Requirement
Show the lines of the material that contain the word "roles".

Data for this task

PR #32, opened 2016-09-30
Rearrange headings, with intention to make them feel more evolvable

craigjbass:


lukemorton:
I like the idea of Guides. We could probably roll up policies into Guides.

Not too sure on the wording "Team norms". Would prefer something feel like "How we do things", "The Made Way", "Engineer Documentation", or "Engineer Wiki". Team norms does do a better job of describing team ownership over the process though.

Interested to get as many peoples thoughts as possible on this.

craigjbass:
I like Team norms as it encapsulates the idea that they are evolutionary, and it's somewhat well used in the agile community to mean that. Not sure we should create our terminology unless we can do a better job of it

craigjbass:
@lukemorton I've fixed up the directory structure as well

PR #36, opened 2016-10-05
Proposal for decision making (WIP)

craigjbass:


lukemorton:
I actually agree with all of this :)

Only thing in my mind is making sure we have the ability to escalate from problem from dealing one on one if things got really bad. Of course this is a rarity but I think it's important to have an escalation procedure for disagreements if they're affecting others negatively.

craigjbass:
@lukemorton yeah, this is the part which I think needs to be discussed and adopted first as a team norm. 

In theory, conflict resolution should initially be attempted to be resolved 1-2-1 between the parties who are at conflict, this prevents noise, it should only be escalated when that fails, or there is an extreme lack of safety. 

Decisions made without following the advice process are "illegal".

craigjbass:
Feel like this is resolved by #54

PR #38, opened 2016-10-23
Added C# marking guide, fixed wording on values page

paulmorrishill:
I've avoided specifying any particular .net libraries to use as there are quite a few different ones that can be argued for and it would be wrong to exclude a candidate due to their particular personal preference. 

I think the wording reads better on the values page this way.


lukemorton:
Perhaps we should rename the C# marking guide to `language_agnostic_marking_guide.md` seeing as there aren't any direct references to the language?

guides/hiring/remote_test/csharp_marking_guide.md
```diff
@@ -0,0 +1,28 @@
+# Marking guide
+
+60 marks in total. There are no half marks. 80% (48 marks) required to pass.
```
lukemorton: What marks did we remove as they were too specific? Perhaps there are some language agnostic alternatives?

lukemorton:
Looking good, thanks for this!

guides/hiring/remote_test/csharp_marking_guide.md
```diff
@@ -0,0 +1,28 @@
...
+ - [2] The timeline appeared below the form
+ - [3] The timeline is ordered in descending chronological order
+ - [2] Each item in the timeline contains a message
+ - [2] Each item in the timeline contains the time of submission
+ - [2] Each item in the timeline contains a way to delete the post
+ - [3] Message can contain newlines, new lines are rendered
+ - [3] Time is displayed in format of "20 minutes ago", "5 days ago"
+ - [3] Clicking delete button results in item being deleted
+ - [3] Clicking delete button results in message being displayed
+ - [3] Git was used to version control
```
craigjbass: If we make this the language agnostic marking guide, perhaps we should drop specifying "Git"... I personally wouldn't mind if someone pushed up a Mercurial repo, for example

guides/hiring/remote_test/csharp_marking_guide.md
paulmorrishill: > [2] Is the app built with Rails?
> [3] Rubocop is installed and is passing

Not all languages have tools of this nature although to be fair some languages absolutely need them - eslint for JS for example.

> [2] Scaffolding is not used for models
> [2] Scaffolding is not used for views
> [2] Scaffolding is not used for controllers

> [2] RSpec is used

You could specify a requirement for a BDD test framework but I'm not sure that really matters as long as the tests are readable and easy to understand. 

> [2] Capybara is used

Not sure about how absolutely necessary a gherkin syntax is for a project of this size or in general.

> [2] shoulda-matchers is used

I also added a 1 pointer about a nicely readable assertion library being used.

The thing I would be weary of is that most of these are more around getting the tooling set up, which is usually a one off task at the start of the project. I think the more important thing is making sure that the code is up to scratch quality wise and architected competently as that is the bulk of what they'll be doing day to day.

guides/hiring/remote_test/csharp_marking_guide.md
lukemorton: Yeah could change it to "Code is version controlled"

guides/hiring/remote_test/csharp_marking_guide.md
paulmorrishill: > We pretty much recommend static code analysis for....

Fair.

> To see if a candidate can Install and set up a command line tool

God I hope so.

> This isn't gherkin syntax. Capybara provides browser drivers

My mistake, I see this is the ruby interface for selenium I quickly skimmed the capybara readme and misread. Pretty much all languages have a library for selenium so agreed.

lukemorton:
Very happy with this 👍

lukemorton:
Would like to await one or two more reviews. Particularly interested in opinions regarding the difference between the rails marking guide and the language agnostic one.

guides/hiring/remote_test/language_agnostic_marking_guide.md
```diff
@@ -0,0 +1,32 @@
...
+ - [2] Feature test: successful submission are passing
+ - [2] Feature test: unsuccessful submission are passing
+ - [2] Feature test: message display are passing
+ - [2] Feature test: message deletion are passing
+ - [3] Unit test: both validation rules are tested and passing
+ - [2] A nicely readable assertion library is used
+ - [3] README contains instructions for running application
+ - [3] README contains instructions for running tests
+ - [3] A linter is set up and passing for all languages used in the project
+ - [3] There are browser based tests using selenium or similar, all tests pass
```
alex-min: personnally not a fan of full browser-based tests myself as a concept but it's a matter of preference

lukemorton: Yeah we typically use capybara with Rack::Test which avoids the slowness of selenium type tests. I think as a language agnostic concept, saying selenium will help people understand what we are looking for.

craigjbass: I think it's quite good to show that a dev knows how to use selenium... You still need a sprinkling of E2E smoke tests on top, generally around the areas of a system that add the most value. Where it becomes a problem is when you use slow E2E tests to TDD out actual logic. IMO that's not what Selenium is for.

PR #50, opened 2017-01-09
Evolution of our recruitment process

RoryMacDonald:


lukemorton:
Looking good so far. Might be nice to condense whole process into a single README.md though so it's easy to consume. If there are more resources for particular techniques they could be linked off to.

PR #53, opened 2017-01-18
Add trait achievement heading

RyanMacG:
One of the most difficult things about traits at the moment is knowing when their done and how to decided that.

This is a chance to boot up a visible discussion for ideas around this.

### DIFF
--- a/roles/engineer.md
+++ b/roles/engineer.md
@@ -94,6 +94,8 @@ We expect someone exhibiting the trait:
       - helping to onboard new hires to the traits system
       - checking in with colleagues regarding their progress
 
+### Achieving a trait
+
 ## Engineer Leadership
 
 Traits recognise value that Engineers can provide customers and the company. They are hats and as Engineers develop their skills, Engineers will begin to wear more of those hats. Leadership is a quality that emerges out of individual traits. The longer an Engineer wears a trait the more of a leader in that area they will become.


RyanMacG:
We've started to address this by increasing visibility (via Trello) of what people are doing and have done with regards to their traits.

craigjbass:
Feel like #54 + http://www.holacracy.org/badge-based-compensation-app/ are a sensible path to take

RyanMacG:
@craigjbass in that situation who makes the decision for the first person though?

craigjbass:
The badge app defines a policy that you must adopt during a holacratic governance meeting to create a Badge Bootstapper role. They do their best to measure the first achiever of a badge/trait against criteria..

craigjbass:
A snippet...


### Add Role: Badge Bootstrapper

#### Purpose:

Highly discerning and conservative Badge grants to bootstrap just enough people into new Badges
Accountability:

Assessing Partners for Badges upon their self-nomination, when there aren’t yet enough people who actually hold the Badge and work with the Partner who can reasonably assess

craigjbass:
### Add Policy: Earning & Losing Badges

**If no mechanism is specified along with a Badge definition for how a Partner gains that Badge, then, as a default mechanism, the following will apply:**

A Partner will be granted the Badge when at least two people who already hold the Badge assert that they have clearly and repeatedly seen the candidate demonstrate the skill or capacity described by the Badge. However, if there aren’t enough people who actually hold the Badge and have worked with the candidate to assess that, then the @Badge_Bootstrapper’s may instead grant the badge using any evidence they see fit, as long as a majority of the @Badge_Bootstrapper’s advocate for the grant and none actively advocate against it. If the candidate for this grant is also a @Badge_Bootstrapper, he/she shall not count for the purpose of assessing his/heir own Badge nomination.

**If no mechanism is specified along with a Badge definition for how a Partner loses that Badge, then, as a default mechanism, the following will apply:**

The Badge grant will automatically expire two years after grant, unless renewed via the same mechanism required for the initial grant. Further, the Badge grant may be revoked sooner by any two people who already hold the Badge asking for a re-qualification, and the Partner failing to promptly re-qualify for the Badge using whatever mechanism is required for the initial grant of the Badge.

craigjbass:
Think it alludes to the fact that there are multiple gatekeepers for badges.

craigjbass:
I'm wondering whether Clean Architecture should be a separate trait, with Rails, React and any other paradigm we see as distinct enough having a separate trait to recognise them

chrisblackburn:
^ maybe useful to spin this thing about separate traits in to another convo (I'm interested in commenting, but wonder if it's OT to the original question)

RyanMacG:
I don't currently see the advantage to it and it's not really the focus of this PR

chrisblackburn:
Some thoughts on the original:

- A regular forum (ideally not a meeting!) for reviewing progress towards a trait - i.e. something that happens to a schedule so it doesn't get forgotten
- Maybe when people feel they've achieved their trait goals, they put a case forward to that effect, perhaps citing support from others
- Something in the CF sheet that provides a structure for tracking progress
- My current view is the Holacracy stuff is interesting, but question it snowballing this current aim (i.e. it opens more questions than it answers at this point)

RyanMacG:
@chrisblackburn when we tried to apply points 1+2 there was a suggestion that there should be a set amount of time to be evidencing the trait being performed further

RyanMacG:
I don't agree with the timescale idea but wanted to highlight it

lukemorton:
Yeah maybe it just requires evidence being put before a committee? (Committee is my favourite unpopular word of the month.)

We'd still need some agreed upon requires to be interpreted by said committee.

lukemorton:
How can we move this forward?

craigjbass:
Does anyone see a reason why Luke's proposal would cause harm?

chrisblackburn:
Only the negativity I associate with the word committee or the notion of "design by committee" - https://en.wikipedia.org/wiki/Design_by_committee :-)

I think it's important that attaining a trait is seen as a Big Deal, and so the process through which a trait is awarded, while definitely doesn't need to be heavyweight or long-winded, does need an amount of rigour about it. For example, some people may be less comfortable with saying "actually, no, I believe you need more work in this area to really attain this trait". Could that be a challenge?

craigjbass:
@chrisblackburn do you have a counterproposal?

chrisblackburn:
I think I have something that builds on that proposal, really:

- Absence of the word committee :-)
- A light pre-defined template for showing your belief that you've attained a trait (some bullet points listing achievements or something?)
- Present (not ala powerpoint) that reasoning to 3 people, all of whom need to agree that this trait has indeed been achieved against some pre-defined criteria
- One of those people should be a Director, which perhaps serve the purpose that at least 1 of the 3 feels safe enough to not agree
- Big celebration / constructive feedback on what is missing to attain the trait

Slightly separately, I wonder if some interim checkpoints may be beneficial - some way to get confidence that you're progressing well against your trait

craigjbass:
Feel like measuring success against (measurable) objective principles are the only way to fairly award a Trait.

* Where there are no pre-existing individuals who hold a specific Trait, the individual who is being assessed for a Trait award must present a set of criteria to 3 people. 
  * The goal is to obtain agreement that those criteria are valid criteria for the Trait to be met.  
* The individual under assessment must then present Evidence that they have met those criteria to those 3 people.
* The 3 people must be satisfied that the Evidence meets the outlined criteria for the trait to be awarded. 
  * There is another opportunity for the criteria to be modified, but only if all parties are satisfied it makes sense to do so.

**Problem:** what if two people are working towards a trait, and disagree on the criteria. Does the criteria agreed upon affect all individuals working towards a trait?

chrisblackburn:
Could criteria be proposed and agreed upon via PR? Needs to be limited to those who are working toward that trait, or open to all?

The traits were originally introduced as a way of expressing skills and behaviours that support the company's mission. Feels like others may have interest in shaping acceptance criteria?

RyanMacG:
I'm concerned that if we don't define this to at least some degree we'll be setting ourselves up for situations where people feel the goalposts are being moved based on their pre-conceptions.

craigjbass:
@RyanMacG Agree, it's not good on motivation to have continuously moving goal posts.

lukemorton:
Okay a few questions to move this forward:

- Is the listed criteria, at least for +Mentor, fit for purpose of identifying whether we think someone is exhibiting a trait or not
- Once we have a list of criteria, is there a minimum amount of time it should be met for before awarding a trait? You may want this so we don't award after 2 weeks of exhibiting a trait and then need to take away a trait after effort is dropped
- Do we want to avoid traits being taken away at all?
- Is everyone happy once we have some quantifiable criteria, we just have 3 people review whether the trait would be awarded, with one director amongst them?

davidwinter:
I think we need to move this forward. After almost two weeks, comments have dried up on this and it doesn't feel like we've got a decent consensus. Maybe this isn't the best forum to discuss and decide on this. Could we use the comrado this week to get this wrapped?

If not, is there any issue with us trialing the above suggestions? For at least +mentor? I like the idea of a panel of three to discuss and decide if it's been achieved, and I think the criteria is best defined for +mentor compared to the others currently. We shouldn't be afraid of modifying these in the future if we think they need to, or the panel idea of awarding the traits, if that doesn't work out.

Some people are putting significant effort into working towards their traits, so feel it's unfair for us not to come to a decision on this. Otherwise I can see it feeling as though you're following a carrot on a stick.

Once we've made this decision, I think there's plenty of other things to discuss. My thoughts on some of the other points:

Traits being taken away... I can see why this might be needed. But also, would it be good that once you've achieved the trait, it's more of a demonstration of what you're capable of, and that trait sticks with you, kind of like a scout badge? Maybe this needs to be handled separately as it's been mentioned traits will be used in pay reviews.

Should people have a single active trait? But be able to swap out the active trait for another? Once you've achieved a trait, and switched to another, it becomes an 'Inactive' trait - but one that you've still achieved? But again, I imagine this opens a whole other can of worms with how traits are linked to salary.

craigjbass:
I see activities performed during the period of time working towards a trait as mostly actions to prove that the understanding, knowledge and practical skill is present. After achieving the trait, the individual could choose to focus his/her efforts elsewhere whilst retaining the trait that they achieved. 

I see the role of +Architecture, for example, overlapping massively with +Mentor. I actually see the mentoring role of someone helping other's with Architecture much more difficult as you're mentoring whole teams, instead of individuals on a 1:1 basis. 

For example, if a team need to be made aware of a particular architectural principle, pattern or the evolutionary strategy a +Architecture will need to:
- Have the experience/knowledge to know when a pattern, principle or evolutionary strategy is contextually appropriate
- Have the ability to match-make another's knowledge with a problem, i.e. Bob has knowledge in x. Alice has problem y. +Architect can see that Bob's knowledge of x can solve Alice's problem y  
- Also have good leadership skills, empathic arguments, good salesmanship and negotiation skills

A +Architecture becomes stronger every time he/she has:
- Added to his/her knowledge of patterns/principles/strategies/tools
- Improved his/her mentoring & leadership skills
- Added to his/her experience around cost/risk/reward understanding of previously mentioned 

I see a +Architecture as a catalyst for ensuring customers get the most amount of primary value (the software is cheap to adapt to changing/new/future requirements) out of their systems, whilst ensuring strategic decisions to increase primary value do not hold back delivery of secondary value (the software meets current requirements). 

*My point being...* this is not something you stop knowing overnight, it's also not something you simple stop giving outwardly to a team. I think +Mentor, for example, will begin to make more sense once we have a very clear experience gap within the team, as individuals will need continuous Mentoring while even being billable. In the same way we share domain knowledge of how customer's software deliveries are put together.

My Opinion: Think the hardest part of Traits is it asks are a very difficult inward question from all of us, is y better at z than me? And does y provide more value in z field than me consistently on deliveries? 

Think it's important to remember that it's not about being better at deliveries, it's about being recognised as serving a certain business function because significant time has been put in on the awardee's part to ensure they have sufficient skill & deliver real value to the business in that area.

Expected output
--- a/roles/engineer.md
+++ b/roles/engineer.md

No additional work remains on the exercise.